Apache Spark is a cluster computing
system. It is lightning fast in-memory* parallel processing engine. Though it
is based on Hadoop Map-Reduce but can also work independently without Hadoop(hdfs
and Map-reduce).
It supports multiple languages like Java, Python, Scala, R etc. It provides high level APIs in these languages to process the data. It also supports SQL queries.
2.
Spark is a single framework which can be used for
any type of processing: -
3.
Reliable solution for enterprise: -
4.
Cost effective and Scalable: -
Best ladies Watch under Rs 10000
Top 10 Best ladies Watch under Rs 10000
Best Induction stove / cook-tops in India under 5000
https://www.smartdealforyou.com/electronics/top-10-best-headphones-under-rs-1000
10 Best Water Purifiers in India – A Buying Guide
:- https://www.smartdealforyou.com/appliances/10-best-water-purifiers-in-india-a-buying-guide
It supports multiple languages like Java, Python, Scala, R etc. It provides high level APIs in these languages to process the data. It also supports SQL queries.
Why not Hadoop Map-Reduce? What was the need for Apache Spark?
Following are the reasons why industry needed a framework like
Spark: -
1. Hadoop was designed for Batch Processing : -
Map Reduce is designed for batch processing, not real-time processing.2. Map reduce is slow: -
I/O operations are the most expensive operation when we deal with data processing. Writing data to disc and reading back the data from disc is very costly in terms of time and resources. When a Map-Reduce job is submitted it is divided into multiple stages where multiple mapper and reducers runs. Every mapper output is written to disc, the same data from disc is read by the subsequent mapper or reducer.
For
a big job there can be hundreds of mappers. This writing of data by mappers to
disc and reading from disc by subsequent mapper or reducer makes the Hadoop very
slow.
3. No Single framework for doing all different kind of data processing and analysis: -
Depending upon the kind of requirement like batch or real-time or graph processing, you need a different tool and skill set because the available tools to achieve those are completely different from one another for example: -
a.
Hadoop is designed for batch processing, not real-time
processing.
b.
Hive and Impala for running SQL queries against
the data. It was not designed for complex analytical jobs like sentimental
analysis, or regression analysis.
c.
Apache Storm for stream processing.
Developer need to be aware of all
the different technologies depending upon their use case. There was no single framework or tool which
can give the power of batch processing, real time stream processing, complex
analytical and graph processing within itself by leveraging just one technology
or skill.
Benefits of Apache Spark and how it different from other existing processing engine?

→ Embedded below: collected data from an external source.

PR #3411, opened 2025-02-28
Use jinja templates instead of `@VARNAME@` in config files

aerorahul:
# Description
This PR:
- replaces the template pattern used in configs e.g. `@MACHINE@` in `config.base` with jinja template pattern `{{ MACHINE }}`
- `setup_expt.py` script is updated to remove custom code that was written to search and replace `@VARNAME@` with values from the experiment yamls.  Jinja provides a much cleaner way to interface those two.
- updated configs that are jinja templates now have an extension of `.j2` in `parm/config/<system>` directory.  e.g. `config.base` is now named `config.base.j2` in `parm/config/gfs`.  It gets rendered as `config.base` in the experiment directory after `setup_expt.py` completes the execution.
- makes use of `--account` argument in `setup_expt.py` as opposed to replacing `ACCOUNT` from `hosts/host.yaml`. 
- organizes `hosts/host.yaml` into sections for `Paths`, `BQS properties`, `HPSS properties` and `Features` for that host.  

In addition, this PR also:
- improves logging of `create_experiment.py`, `setup_expt.py` and `setup_xml.py`.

Benefits of Apache Spark and how it is different from other
big data solutions is mentioned below:-
1. Spark is very fast: -
Spark is 100+ times faster that map-reduce jobs. It is lightning fast because of its design and the way it handles and process the data. The key features which make Spark lightning fast are
a.
In-memory parallel processing*
b.
Lazy Evaluation
c.
Resilient Distributed Dataset(RDD)
d.
DAG
e.
Catalyst Optimizer
2.
Spark is a single framework which can be used for
any type of processing: -
Spark
can be used for batch, real-time, graph, image processing. It supports multiple
languages like Java, Python, Scala and R. Developer need to know any one of
these four languages in order to work with spark. Spark also supports SQL.
3.
Reliable solution for enterprise: -
All
high-level components are tightly integrated in Spark. It has a very fast
distributed computation engine at the very core. On top of the core multiple higher-level
components are built like SparkSQL, ML, AI, GraphX etc are written. All the
components are highly integrated. Sine all the high-level components are built
on top of Spark Core so any improvement in Spark core benefits all the high-level
components.
4.
Cost effective and Scalable: -
Support
for so many high-level components such as SQL, ML, AI under a single umbrella
reduces problem of procuring and maintaining multiple software, hardware and
skills from market. Moreover, Spark is free.